Para a professora Celia Guernieri, diretora do Colégio Estadual Angelo Trevisan, o cenário não é o mesmo. Ela menciona que as expectativas para as aprovações de seus alunos são menores que as do ano anterior. “Tivemos um bom índice [de aprovação] no ano passado, muitos foram aprovados na [Universidade] Federal e em outras ótimas universidades, mas penso que os alunos que vão prestar vestibular esse ano não vão se sair tão bem quanto os do ano passado”. Os motivos, segundo a professora, incluem o formato do novo ensino médio e as fragilidades que as turmas carregam durante os três anos de formação.

Desigualdade educacional aumenta com o novo modelo
Guernieri ainda acredita que o novo formato educacional não atende a realidade que ela, sua equipe e os estudantes do colégio vivem, uma vez que existem muitas faltas não suprimidas. Inclusive, de diálogo não existente entre universidades e escolas. Mesmo com o protagonismo que o sistema traria aos discentes, a formação para os componentes curriculares que os exames exigem enfraquece o modelo.
“Falta maturidade dos estudantes, falta preparo da equipe gestora para apresentar o novo ensino médio como ele deveria ser, falta mão de obra e preparo dos professores e os cursos técnicos são de baixa qualidade por falta de administração”, afirma a regente.
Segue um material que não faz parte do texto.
PR #835, opened 2018-02-11
[WIP] Expose bindings needed for TLS1.3 stateless handshakes

Ralith:
This is necessary for some non-TCP applications of TLS, e.g. QUIC implementations.

I have only a vague idea what I'm doing here, and this hasn't been well tested yet, but it's a beginning.

For some reason I can't get the new bindings to actually be compiled with any feature flags other than `--all-features`.

### DIFF
--- a/openssl/src/ssl/callbacks.rs
+++ b/openssl/src/ssl/callbacks.rs
@@ -361,3 +361,53 @@ where
 
     callback(ssl, line);
 }
+
+pub extern "C" fn raw_cookie_generate<F>(
+    ssl: *mut ffi::SSL,
+    cookie: *mut c_uchar,
+    cookie_len: *mut c_uint
+) -> c_int
+where
+    F: Fn(&mut SslRef, &mut [u8]) -> Result<usize, ErrorStack> + 'static + Sync + Send
+{
+    unsafe {
+        let ssl_ctx = ffi::SSL_get_SSL_CTX(ssl as *const _);
+        let callback = ffi::SSL_CTX_get_ex_data(ssl_ctx, get_callback_idx::<F>());
+        let ssl = SslRef::from_ptr_mut(ssl);
+        let callback = &*(callback as *mut F);
+        // We subtract 1 from DTLS1_COOKIE_LENGTH as the ostensible value, 256, is erroneous but retained for
+        // compatibility. See comments in dtls1.h.
+        let slice = slice::from_raw_parts_mut(cookie as *mut u8, ffi::DTLS1_COOKIE_LENGTH as usize - 1);
+        match callback(ssl, slice) {
+            Ok(len) => {
+                *cookie_len = len as c_uint;
+                1
+            }
+            Err(_) => 0,
+        }
+    }
+}
+
+#[cfg(ossl110)]
+type CookiePtr = *const c_uchar;
+
+#[cfg(not(ossl110))]
+type CookiePtr = *mut c_uchar;
+
+pub extern "C" fn raw_cookie_verify<F>(
+    ssl: *mut ffi::SSL,
+    cookie: CookiePtr,
+    cookie_len: c_uint
+) -> c_int
+where
+    F: Fn(&mut SslRef, &[u8]) -> bool + 'static + Sync + Send
+{
+    unsafe {
+        let ssl_ctx = ffi::SSL_get_SSL_CTX(ssl as *const _);
+        let callback = ffi::SSL_CTX_get_ex_data(ssl_ctx, get_callback_idx::<F>());
+        let ssl = SslRef::from_ptr_mut(ssl);
+        let callback = &*(callback as *mut F);
+        let slice = slice::from_raw_parts(cookie as *const c_uchar as *const u8, cookie_len as usize);
+        callback(ssl, slice) as c_int
+    }
+}
--- a/openssl/src/ssl/mod.rs
+++ b/openssl/src/ssl/mod.rs
@@ -1311,6 +1311,51 @@ impl SslContextBuilder {
         }
     }
 
+    /// Sets the callback for generating an application cookie for stateless handshakes.
+    ///
+    /// The callback will be called with the SSL context and a slice into which the cookie
+    /// should be written. The callback should return the number of bytes written.
+    ///
+    /// This corresponds to `SSL_CTX_set_cookie_generate_cb`.
+    pub fn set_cookie_generate_cb<F>(&mut self, callback: F)
+    where
+        F: Fn(&mut SslRef, &mut [u8]) -> Result<usize, ErrorStack> + 'static + Sync + Send
+    {
+        unsafe {
+            let callback = Box::new(callback);
+            ffi::SSL_CTX_set_ex_data(
+                self.as_ptr(),
+                get_callback_idx::<F>(),
+                mem::transmute(callback),
+            );
+            ffi::SSL_CTX_set_cookie_generate_cb(self.as_ptr(), Some(raw_cookie_generate::<F>))
+        }
+    }
+
+    /// Sets the callback for verifying an application cookie for stateless handshakes.
+    ///
+    /// The callback will be called with the SSL context and the cookie supplied by the
+    /// client. It should return true if and only if the cookie is valid.
+    ///
+    /// Note that the OpenSSL implementation independently verifies the integrity of
+    /// application cookies using an HMAC before invoking the supplied callback.
+    ///
+    /// This corresponds to `SSL_CTX_set_cookie_verify_cb`.
+    pub fn set_cookie_verify_cb<F>(&mut self, callback: F)
+    where
+        F: Fn(&mut SslRef, &[u8]) -> bool + 'static + Sync + Send
+    {
+        unsafe {
+            let callback = Box::new(callback);
+            ffi::SSL_CTX_set_ex_data(
+                self.as_ptr(),
+                get_callback_idx::<F>(),
+                mem::transmute(callback),
+            );
+            ffi::SSL_CTX_set_cookie_verify_cb(self.as_ptr(), Some(raw_cookie_verify::<F>))
+        }
+    }
+
     /// Sets the extra data at the specified index.
     ///
     /// This can be used to provide data to callbacks registered with the context. Use the
--- a/openssl-sys/src/lib.rs
+++ b/openssl-sys/src/lib.rs
@@ -18,6 +18,11 @@ mod ossl110;
 #[cfg(ossl110)]
 pub use ossl110::*;
 
+#[cfg(ossl111)]
+mod ossl111;
+#[cfg(ossl111)]
+pub use ossl111::*;
+
 #[cfg(libressl)]
 mod libressl;
 #[cfg(libressl)]
@@ -1430,6 +1435,8 @@ pub const GEN_URI: c_int = 6;
 pub const GEN_IPADD: c_int = 7;
 pub const GEN_RID: c_int = 8;
 
+pub const DTLS1_COOKIE_LENGTH: c_uint = 256;
+
 // macros
 pub unsafe fn BIO_get_mem_data(b: *mut BIO, pp: *mut *mut c_char) -> c_long {
     BIO_ctrl(b, BIO_CTRL_INFO, 0, pp as *mut c_void)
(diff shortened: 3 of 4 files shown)


openssl-sys/build.rs
```diff
@@ -336,8 +337,10 @@ RUST_LIBRESSL_251
 RUST_LIBRESSL_250
 #elif defined (LIBRESSL_VERSION_NUMBER) && LIBRESSL_VERSION_NUMBER < 0x20500000
 RUST_LIBRESSL_OLD
-#elif OPENSSL_VERSION_NUMBER >= 0x10101000
+#elif OPENSSL_VERSION_NUMBER >= 0x10200000
```
sfackler: This should look for 0x10102000.

openssl/Cargo.toml
```diff
@@ -17,6 +17,7 @@ all-features = true
 v101 = []
 v102 = []
 v110 = []
+v111 = ["v110"]
```
sfackler: Why does this inherit?

openssl-sys/build.rs
Ralith: Is it not a reasonable assumption that 1.1.* will be backwards-compatible?

openssl/Cargo.toml
Ralith: Because 1.1.1 is a superset of 1.1.0, as far as I'm aware. An alternative would be to have v11x and make v111 and v110 both imply it, but I think v110 and v11x would end up functionally equivalent, which feels a bit silly.

Ralith:
Appveyor failure looks spurious:
```
-- Downloading http://www.nasm.us/pub/nasm/releasebuilds/2.12.02/win32/nasm-2.12.02-win32.zip... Failed. Status: 7;"Couldn't connect to server"
CMake Error at scripts/cmake/vcpkg_download_distfile.cmake:122 (message):
  
      Failed to download file.
      Add mirrors or submit an issue at https://github.com/Microsoft/vcpkg/issues
Call Stack (most recent call first):
  scripts/cmake/vcpkg_find_acquire_program.cmake:175 (vcpkg_download_distfile)
  ports/openssl/portfile.cmake:11 (vcpkg_find_acquire_program)
  scripts/ports.cmake:72 (include)
```

openssl/src/ssl/mod.rs
```diff
@@ -2106,6 +2150,27 @@ impl Ssl {
...
+    ///
+    /// Returns true if a complete ClientHello containing a valid cookie was
+    /// read. Requires that cookie generation and verification callbacks were set on the
+    /// SSL context.
+    ///
+    /// This corresponds to [`SSL_stateless`]
+    ///
+    /// [`SSL_stateless`]: https://www.openssl.org/docs/manmaster/man3/SSL_stateless.html
+    #[cfg(all(feature = "v111", ossl111))]
+    pub fn stateless<S>(&mut self, stream: &mut S) -> bool
```
Ralith: I'd like some input on the design of this. [The docs](https://www.openssl.org/docs/manmaster/man3/SSL_stateless.html) say:

> For SSL_stateless() if an entire ClientHello message cannot be read without the "read" BIO becoming empty then the SSL_stateless() call will fail.

so it seems like it should probably be used with in-memory buffers and always complete immediately? I'm not a huge fan of allocating a new BIO on every call...

openssl-sys/build.rs
sfackler: Ah sure, that makes sense.

openssl-sys/build.rs
```diff
@@ -464,14 +467,22 @@ See rust-openssl README for more information:
         println!("cargo:libressl_version=26x");
         println!("cargo:version=101");
         Version::Libressl
+    } else if expanded.contains("RUST_OPENSSL_111") {
+        println!("cargo:rustc-cfg=ossl11x");
+        println!("cargo:rustc-cfg=ossl111");
+        println!("cargo:version_major=11x");
```
sfackler: Let's not output version_major for now.

openssl/src/ssl/mod.rs
```diff
@@ -1120,6 +1120,50 @@ impl SslContextBuilder {
...
+    /// Sets the callback for generating a cookie for stateless handshakes.
+    ///
+    /// The callback will be called with the SSL context and a slice into which the cookie
+    /// should be written. The callback should return the number of bytes written.
+    ///
+    /// This corresponds to `SSL_CTX_set_cookie_generate_cb`.
+    #[cfg(all(feature = "v111", ossl111))]
+    pub fn set_cookie_generate_cb<F>(&mut self, callback: F)
+    where
+        F: Fn(&mut SslRef, &mut [u8]) -> Result<usize, ()> + 'static + Sync + Send
```
sfackler: Callbacks normally return an `ErrorStack` on error.

openssl/src/ssl/callbacks.rs
```diff
@@ -272,3 +272,46 @@ where
...
+where
+    F: Fn(&mut SslRef, &mut [u8]) -> Result<usize, ()> + 'static + Sync + Send
+{
+    unsafe {
+        let ssl_ctx = ffi::SSL_get_SSL_CTX(ssl as *const _);
+        let callback = ffi::SSL_CTX_get_ex_data(ssl_ctx, get_callback_idx::<F>());
+        let ssl = SslRef::from_ptr_mut(ssl);
+        let callback = &*(callback as *mut F);
+        let slice = slice::from_raw_parts_mut(cookie as *mut u8, ffi::SSL_COOKIE_LENGTH as usize);
+        if let Ok(len) = callback(ssl, slice) {
```
sfackler: This'll be a bit more compact as

```rust
match callback(ssl, slice) {
    Ok(len) => {
        *cookie_len = len as u32;
        1
    }
    Err(_) => 0,
}
```

openssl/src/ssl/callbacks.rs
```diff
@@ -272,3 +272,46 @@ where
...
+            *cookie_len = len as u32;
```
sfackler: `c_uint`, not `u32`.

openssl/src/ssl/mod.rs
sfackler: How is this normally used in C?

openssl/src/ssl/mod.rs
Ralith: How should I come up with one, and what good would it do? The OpenSSL implementation only checks whether the return code is nonzero.

openssl-sys/build.rs
Ralith: This was added so that systest's build.rs can set the proper `cfg`s. Is there a different approach I should use?

openssl/src/ssl/mod.rs
Ralith: I'm not sure. The API was only added a few weeks ago in https://github.com/openssl/openssl/pull/4435. The only example I'm aware of is [the unit test](https://github.com/openssl/openssl/blob/master/test/sslapitest.c#L2586), which I don't think tells us much about its intended relationship to async IO.

It's worth noting that in the case of QUIC implementations, [the handshake messages involved will always be sent/received as a single packet](https://quicwg.github.io/base-drafts/draft-ietf-quic-tls.html#clienthello-size), so a fully synchronous paradigm works for my case. I'm also less bothered by the short-lived BIOs than I was, since either the whole `Ssl` object will be disposed immediately regardless (for a ClientHello not containing a valid cookie), or the BIOs only need to be replaced once for the `Ssl`'s entire lifetime, when it's turned into a stream.

openssl-sys/build.rs
sfackler: You can have systest's build.rs parse version.

openssl/src/ssl/mod.rs
sfackler: Take a look at the other callbacks - right now we just throw the error away but the intent is to push the state back onto the thread local error stack.

openssl/src/ssl/mod.rs
Ralith: It's also not apparent to me that this could be used in any way but synchronously, since the interface provides no way to distinguish an incomplete ClientHello from an invalid one.

My understanding is that generally you will either want to dispose of the `Ssl` object entirely if this returns false, or proceed to calling `SSL_accept` if it returns true. That invites tweaking the signature to something like `fn stateless<S>(self, stream: S) -> Option<SslStream<S>>`. I think I'll try to make that work, but I'm not certain that forcing a single inner stream type is convenient.

sfackler: It's intended to be used with datagram sockets, so the streaming issues aren't applicable, right? You always get the whole message in one read call.

I think we may want a lower-level type that lets you drive things more directly. `SSL_read_early_data` is weird in a similar way. Something like

```rust
struct SslStreamBuilder<T>{ ... }

impl<T> SslStreamBuilder<T>
    where T: Read + Write,
{
    pub fn new(stream: T) -> SslStreamBuilder<T> { ... }

    pub fn stateless(&mut self) -> Result<()> { ... }

    pub fn read_early_data(&mut self, buf: &mut [u8]) -> Result<usize> { ... }

    pub fn write_early_data(&mut self, buf: &[u8]) -> Result<usize> { ... }

    pub fn accept(&mut self) -> Result<SslStream<T>, MidHandshakeSslStream<T>> { .. }

    pub fn connect(&mut self) -> Result<SslStream<T>, MidHandshakeSslStream<T>> { .. }
}
```

openssl/src/ssl/mod.rs
Ralith: The other callbacks punt the problem to the user. The user isn't expected to be making any SSL-related calls inside those two callbacks, so there's nowhere for an SSL error to come from.

openssl/src/ssl/mod.rs
Ralith: That's an interesting idea, but it places early data I/O *before* the accept/connect call, which seems wrong.

openssl/src/ssl/mod.rs
sfackler: What problem is being punted?

openssl/src/ssl/mod.rs
sfackler: > When called by a client, SSL_write_early_data() must be the first IO function called on a new connection, i.e. it must occur before any calls to SSL_write_ex(3), SSL_read_ex(3), SSL_connect(3), SSL_do_handshake(3) or other similar functions.

openssl/src/ssl/mod.rs
Ralith: Coming up with some meaningful openssl::Error value.

sfackler: There is only one way to construct an `ErrorStack`.

openssl/src/ssl/mod.rs
sfackler: When would you want to recover it? Isn't it going to fail if the client isn't legitimate?

openssl/src/ssl/mod.rs
Ralith: I'm confused. Why is application code supposed to generate a SSL error?

openssl/src/ssl/mod.rs
Ralith: `SSL_stateless` "fails" if the client is (potentially) legitimate but does not yet have a cookie, and in doing so replies with a HelloRetryRequest containing a cookie. This needs to actually get sent, or progress will never be made.

openssl/src/ssl/mod.rs
sfackler: In other callbacks it would be produced by some other openssl function. For example, the `tmp_dh` callback may hit an error from `Dh::params_from_pem`. The potential source here could be `rand::rand_bytes` for example.

In any case, it is strictly more powerful to return `ErrorStack` than `()`, and matches with every single other callback function.

Ralith: That strikes me as a very strange idiom, especially as it is my current understanding that implementations of this callback will typically be pure and total MAC computations on a source address. Still, if you insist, it's not like it has any more serious drawbacks than weirdness.

sfackler: If these callbacks can never fail, it should just return `usize`, yes?

openssl/src/ssl/mod.rs
sfackler: How would recovering the stream affect SSL_stateless's write being sent or not?

I think we're going to have to look at a real world use of this function to figure out how it's intended to be used.

Ralith: Maybe I'm confused about how this whole wrapped-stream paradigm is supposed to work in general. I don't expect a dropped stream to complete pending writes. In my experimental code, the stream I'm wrapping is just some in-memory buffers, and dropping them would lose the written data entirely.

Ralith:
I've rebased onto latest master and reprised this to omit the contentious high-level `SSL_stateless` binding, preserving the FFI binding and FFI and high-level cookie callback bindings.

sfackler:
Thanks!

Somado a isso, Guernieri destaca que a reestruturação do ensino médio reforça as desigualdades sociais e educacionais. A disparidade é vista também por Júlia e Lívia, que percebem em suas experiências o que o novo ensino médio tirou para elas e seus colegas. “O pessoal de escola pública perdeu matérias e temos que escolher entre elas para não ter prejuízo”.
A professora Renata Peres Barbosa, do Setor de Educação e do Programa de Pós-Graduação em Educação da UFPR, concorda. Segundo ela, aproximadamente 85% dos de estudantes que concluem o ensino médio estão na rede estadual. “É dessa dimensão que estamos falando ao citar acesso ao ensino superior. As nossas pesquisas já mostram uma distorção das redes estaduais para escolas de elite, aprofundando as desigualdades educacionais, ocorrendo até mesmo uma segmentação interna significativa entre regiões em Curitiba”, comenta.

Além disso, Barbosa observa que houve recuo da carga horária básica, com adição de componentes curriculares questionáveis, de conhecimento difuso e sem campo científico reconhecido. Não há professor formado para atender o novo ensino médio”, Barbosa desabafa. “Com os últimos três anos sem garantia de repertório de aprendizagem para acessar as universidades e implementação de plataformas digitais em excesso, a expectativa é que veremos um impacto no desempenho dos estudantes nos vestibulares e exames”, analisa.